According to reports out of Minnesota, the Vikings have agreed in principle to trade wide receiver Troy Williamson to the Jacksonville Jaguars for a second-day pick in the 2008 draft, likely a sixth-round selection.

The trade cannot be completed until midnight ET on Friday, which is the official start of the NFL's new year.

Williamson was picked with the seventh overall pick in the 2005 draft, which the Vikings acquired from the Raiders for Moss. Other players which Minnesota acquired for Moss -- linebacker Napoleon Harris and cornerback Adrian Ward (picked in the seventh round via a Raiders selection) -- are no longer with the franchise.

Last season, Williamson was fined a game check -- a decision later reversed by the team -- for leaving the team to be with his family in South Carolina after the death of his grandmother, Celestine, to whom he was very close.

Williamson chose to stay at home the entire week and not return for the Vikings' game against the Chargers.

The Vikings wanted the wide receiver back sooner, though, and docked him one paycheck for his absence -- which amounted to more than $25,000 of his $435,000 base salary.

But after veteran players supported Williamson, the team decided to change course.

In 2007, Williamson caught 18 passes for 240 yards and one touchdown. In three NFL seasons, he has caught 79 passes for 1,067 yards and three touchdowns.


----------



## taddy1340 (Dec 10, 2004)

This guy has to be one of the worst/most disappointing top ten picks in the recent drafts...along with Mike Williams the same year at #10 and possibly Cedric Benson at #4. I vaguely remember that draft day...he was kind of a surprise pick that early, wasn't he? Three TDs in three years?

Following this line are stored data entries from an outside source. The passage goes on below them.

PR #5230, opened 2024-11-25
WIP: Proposal for dedicated hosts

faermanj:
/kind documentation

Adds the proposal for supporting [EC2 Dedicated Hosts](https://docs.aws.amazon.com/AWSEC2/latest/UserGuide/dedicated-hosts-overview.html)

**Checklist**:
- [X] squashed commits
- [X] includes documentation

**Release note**:
NONE

### DIFF
--- a/docs/proposal/20241125-ec2-dedicated-hosts.md
+++ b/docs/proposal/20241125-ec2-dedicated-hosts.md
@@ -1,0 +1,100 @@
+---
+title: Add Support for EC2 Dedicated Hosts
+authors:
+  - "@faermanj"
+reviewers:
+creation-date: 2024-11-25
+last-updated: 2024-11-25
+status: draft
+see-also: []
+replaces: []
+superseded-by: []
+---
+
+# Add Support for EC2 Dedicated Hosts
+
+## Table of Contents
+
+- [Add Support for EC2 Dedicated Hosts](#start)
+  - [Table of Contents](#table-of-contents)
+  - [Glossary](#glossary)
+  - [Summary](#summary)
+  - [Motivation](#motivation)
+    - [Goals](#goals)
+    - [Non-Goals/Future Work](#non-goalsfuture-work)
+  - [Proposal](#proposal)
+    - [User Stories](#user-stories)
+      - [Story 1](#story-1)
+    - [Requirements](#requirements)
+      - [Functional Requirements](#functional-requirements)
+      - [Non-Functional Requirements](#non-functional-requirements)
+    - [Implementation Details/Notes/Constraints](#implementation-detailsnotesconstraints)
+    - [Security Model](#security-model)
+    - [Risks and Mitigations](#risks-and-mitigations)
+  - [Alternatives](#alternatives)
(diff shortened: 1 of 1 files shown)


docs/proposal/20241125-ec2-dedicated-hosts.md
```diff
@@ -0,0 +1,100 @@
...
+- Dedicated Host allocation. For now, dedicated hosts must be pre-allocated and explicitly configured. In future work, we may want to auto-allocate / release dedicated hosts.
+- Custom replica allocation policy. For now, replicas are allocated in the first dedicated host that accepts the instance. In future work, we may let users configure other policies (round-robin, least-utilized, ...)
+
+## Proposal
+- Add list host id and affinity to the proper kind spec (`AWSMachineTemplate`?).
+- Define and document the initial policy for instance allocation
+- Add an E2E test case
+
+
+### Risks and Mitigations
```
mtulio, line 67: Is there any risk of control planes "losing" HW HA when allocating control planes in the same host, or will the proposal covers only the EC2 instances for worker/compute nodes?

docs/proposal/20241125-ec2-dedicated-hosts.md
```diff
@@ -0,0 +1,100 @@
...
+
+### Goals
+1. On cluster creation, let users specify the host id and affinity for instances.
+
+### Non-Goals/Future Work
+- Dedicated Host allocation. For now, dedicated hosts must be pre-allocated and explicitly configured. In future work, we may want to auto-allocate / release dedicated hosts.
+- Custom replica allocation policy. For now, replicas are allocated in the first dedicated host that accepts the instance. In future work, we may let users configure other policies (round-robin, least-utilized, ...)
+
+## Proposal
+- Add list host id and affinity to the proper kind spec (`AWSMachineTemplate`?).
```
damdo, line 62: Where is this available in the instance object exposed by the AWS client?

damdo (commented):
Hey @faermanj thanks for opening this proposal.
On a first pass I think it sounds reasonable to me. I left a question.

damdo:
/cc. @nrb

docs/proposal/20241125-ec2-dedicated-hosts.md
nrb: Would it be reasonable to require a minimum of 3 dedicated hosts?

nrb:
I haven't forgotten about this, but have been focusing on investigating CI failures the last couple weeks.

dlipovetsky:
From office hours:
- Let's not allow the user to specify a list of dedicated hosts, because that would put CAPA in the position of deciding which host to use for a specific AWSMachine.
- We could add a field to AWSMachineSpec, so that the user could specify a dedicated host in an AWSMachineTemplate. Then, the user could create a MachineDeployment that references the AWSMachineTemplate, and all VMs in the MD would be run on the dedicated host. The user also has the option of creating an AWSMachine "by hand."

damdo:
@faermanj I saw you closed this, was it intentional?

PR #5188, opened 2024-10-28
🐛chore: downgrade kustomize v5 version

richardcase:
**What type of PR is this?**

/kind bug

**What this PR does / why we need it**:

This downgrades customize v5 to version 5.3.0 from 5.5.0 as there is an issue using the higher vsrion as it requires go version 1.22.7 and the gcloud build image only has a lower version of go.

```
make -C hack/tools bin/kustomize
make[4]: Entering directory '/workspace/hack/tools'
mkdir -p bin
CGO_ENABLED=0 go build -tags=tools -o bin/kustomize sigs.k8s.io/kustomize/kustomize/v5
go: go.mod requires go >= 1.22.7 (running go 1.22.0; GOTOOLCHAIN=local)
```

**Which issue(s) this PR fixes** *(optional, in `fixes #<issue number>(, fixes #<issue_number>, ...)` format, will close the issue(s) when PR gets merged)*:
Fixes #

**Special notes for your reviewer**:

**Checklist**:

- [x] squashed commits
- [ ] includes documentation
- [ ] includes [emojis](https://github.com/kubernetes-sigs/kubebuilder-release-tools?tab=readme-ov-file#kubebuilder-project-versioning)
- [ ] adds unit tests
- [ ] adds or updates e2e tests

**Release note**:

```release-note
NONE
```

PR #5240, opened 2024-12-06
:bug: Downgrade kustomize and prevent dependabot bumps

nrb:
**What type of PR is this?**

/kind regression

Kustomize previously broke builds
(https://github.com/kubernetes-sigs/cluster-api-provider-aws/pull/5188)
and we mistakenly approved a version bump
(https://github.com/kubernetes-sigs/cluster-api-provider-aws/pull/5232)
that caused the Go version to be >= 1.22.7. As of right now, the builder
image only has Go 1.22.0.

This change downgrades the relevant kustomize dependencies, as well as
prevents dependabot from incrementing kustomize automatically in the
future.

**Checklist**:

- [x] squashed commits
- [x] includes documentation

**Release note**:

```release-note
NONE
```


dlipovetsky:
Thank you!

/approve
/lgtm

damdo:
To avoid issues like this in the future I really think we should run pull-cluster-api-provider-aws-e2e by default on PRs(presubmits), and maybe have it non optional. It would catch all of these regressions.
cc. @nrb @dlipovetsky @richardcase @Ankitasw @AndiDog

damdo:
^ Folks what do you think of the above?

PR #5242, opened 2024-12-06
:bug: Attempt to clean up CF IAM users

nrb:
**What type of PR is this?**
/kind failing-test

Periodic tests seemed to get into a failure loop because an IAM user
with the same name already existed, which is not allowed. This then
failed the entire CloudFoundation stack. Depite the stack claiming to
have been rolled back, the next iteration would run into the same
problem.

This change includes IAM users in the list of resources we need to
specifically delete in the case of a CloudFoundation failure, just in
case they've leaked

The periodic tests at https://testgrid.k8s.io/sig-cluster-lifecycle-cluster-api-provider-aws#periodic-e2e-release-2-7 were failing roughly every other day between Nov 23, 2024 to Dec 6, 2024.
We'd seen failures prior to that, but testgrid's history doesn't appear to go that far back.

Nearly all the failures within the `capa-e2e.[SynchronizedBeforeSuite]` function contained this log entry:

```
STEP: Event details for AWSIAMUserBootstrapper : Resource: AWS::IAM::User, Status: CREATE_FAILED, Reason: Resource handler returned message: "Resource of type 'AWS::IAM::User' with identifier 'bootstrapper.cluster-api-provider-aws.sigs.k8s.io' already exists." (RequestToken: 9149fdc5-32aa-007f-086d-d60101e23ee9, HandlerErrorCode: AlreadyExists) @ 12/05/24 15:56:04.338
```

**Checklist**:

**Release note**:
-->
```release-note
NONE
```

### DIFF
--- a/test/e2e/shared/aws.go
+++ b/test/e2e/shared/aws.go
@@ -474,6 +474,7 @@ func deleteResourcesInCloudFormation(prov client.ConfigProvider, t *cfn_bootstra
 	iamSvc := iam.New(prov)
 	temp := *renderCustomCloudFormation(t)
 	var (
+		iamUsers         []*cfn_iam.User
 		iamRoles         []*cfn_iam.Role
 		instanceProfiles []*cfn_iam.InstanceProfile
 		policies         []*cfn_iam.ManagedPolicy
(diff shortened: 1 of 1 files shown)


nrb:
Probably needs to be rebased onto https://github.com/kubernetes-sigs/cluster-api-provider-aws/pull/5240

nrb:
@richardcase Yeah, I asked about the janitor [on Slack](https://kubernetes.slack.com/archives/CCK68P2Q2/p1733513944450579). The IAM code only looks at roles and instance policies (https://github.com/kubernetes-sigs/boskos/tree/master/aws-janitor/resources).

I'm suspecting that what could be happening is that multiple periodics are using CF at the same time and stepping on each other. With your account logging PR, we can double check that in the future.

AndiDog:
I'm running in to the same issue regularly with PR E2E tests, thanks for fixing this!

/lgtm

nrb:
Removing WIP on this as I think it's ready, excepting problems with #5252

nrb:
Since this is tying up LF resources fairly consistently, I'm going to self-approve.

/approve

Just for thought (hindsight being 20/20) here is the '05 draft listing with a few interesting picks bolded. I know Rodgers hasn't proven anything...just thought I'd add him! :lol:

WR Mark Clayton had a good first two years, but disappointed this year for Baltimore.

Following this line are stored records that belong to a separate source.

PR #5900, opened 2026-03-11
🌱 ci: bump image-builder to include MachinePool cloud-init fix

damdo:
**What type of PR is this?**

/kind support

The v1.33/v1.34 CAPA AMIs were built with image-builder v0.1.48, which includes a custom cloud-init datasource (DataSourceEc2Kubernetes) that unconditionally reads from /etc/secret-userdata.txt. This file is only created by the SecretsManager boothook for individual Machine nodes (control plane, MachineDeployment), but not for MachinePool/ASG nodes where bootstrap data is passed directly as EC2 user-data. The missing file causes a FileNotFoundError, crashing cloud-init and preventing MachinePool worker nodes from joining the cluster.

Pin the image-builder version to commit 990737c (post-v0.1.48) which adds a graceful fallback: when /etc/secret-userdata.txt is absent, the datasource uses the original EC2 metadata user-data instead.

The affected AMIs (ubuntu v1.33.4 and v1.34.3) need to be rebuilt with this version for the fix to take effect.

Ref: https://github.com/kubernetes-sigs/image-builder/commit/990737c

**Release note**:

```release-note
NONE
```

### DIFF
--- a/.github/workflows/build-ami-varsfile.yml
+++ b/.github/workflows/build-ami-varsfile.yml
@@ -6,7 +6,7 @@ on:
       image_builder_version:
         description: "Image builder version"
         required: true
-        default: 'v0.1.48'
+        default: '990737c79abb37fd56faca64f46e5a385dd1a982' # post-v0.1.48, includes fix https://github.com/kubernetes-sigs/image-builder/pull/1919
       target:
         description: "target os"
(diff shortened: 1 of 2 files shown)


damdo (commented):
/approve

1 Alex Smith QB Utah San Francisco 49ers 
2 Ronnie Brown RB Auburn Miami Dolphins 
3 Braylon Edwards WR Michigan Cleveland Browns 
4 Cedric Benson RB Texas Chicago Bears 
5 Cadillac Williams RB Auburn Tampa Bay Buccaneers 
6 Pacman Jones CB West Virginia Tennessee Titans 
7 Troy Williamson WR South Carolina Minnesota Vikings 
8 Antrel Rolle DB Miami (Fla.) Arizona Cardinals 
9 Carlos Rogers DB Auburn Washington Redskins 
10 Mike Williams WR USC Detroit Lions 
*11 DeMarcus Ware OLB Troy State Dallas Cowboys 
12 Shawne Merriman OLB Maryland San Diego Chargers *
13 Jammal Brown T Oklahoma New Orleans Saints 
14 Thomas Davis DB Georgia Carolina Panthers 
15 Derrick Johnson OLB Texas Kansas City Chiefs 
16 Travis Johnson DT Florida State Houston Texans 
17 David Pollack LB Georgia Cincinnati Bengals 
18 Erasmus James DE Wisconsin Minnesota Vikings 
19 Alex Barron T Florida State St. Louis Rams 
20 Marcus Spears DE Louisiana State Dallas Cowboys 
21 Matt Jones WR Arkansas Jacksonville Jaguars 
*22 Mark Clayton WR Oklahoma Baltimore Ravens* 
23 Fabian Washington CB Nebraska Oakland Raiders 
*24 Aaron Rodgers QB California Green Bay Packers *
25 Jason Campbell QB Auburn Washington Redskins 
26 Chris Spencer C Mississippi Seattle Seahawks 
27 Roddy White WR Alabama-Birmingham Atlanta Falcons 
28 Luis Castillo DE Northwestern San Diego Chargers 
29 Marlin Jackson DB Michigan Indianapolis Colts 
*30 Heath Miller TE Virginia Pittsburgh Steelers *
31 Mike Patterson DT USC Philadelphia Eagles 
32 Logan Mankins G Fresno State New England Patriots


----------



## KEN W (Feb 22, 2002)

I guess trading him is better than releasing him for nothing.I also remember that draft day.The day before Tice was hinting that they would take him.Basically the only number 1 pick by the Vikes that was worse was Dimitrius Underwood.


----------



## taddy1340 (Dec 10, 2004)

KEN W said:


> I guess trading him is better than releasing him for nothing.I also remember that draft day.The day before Tice was hinting that they would take him.Basically the only number 1 pick by the Vikes that was worse was Dimitrius Underwood.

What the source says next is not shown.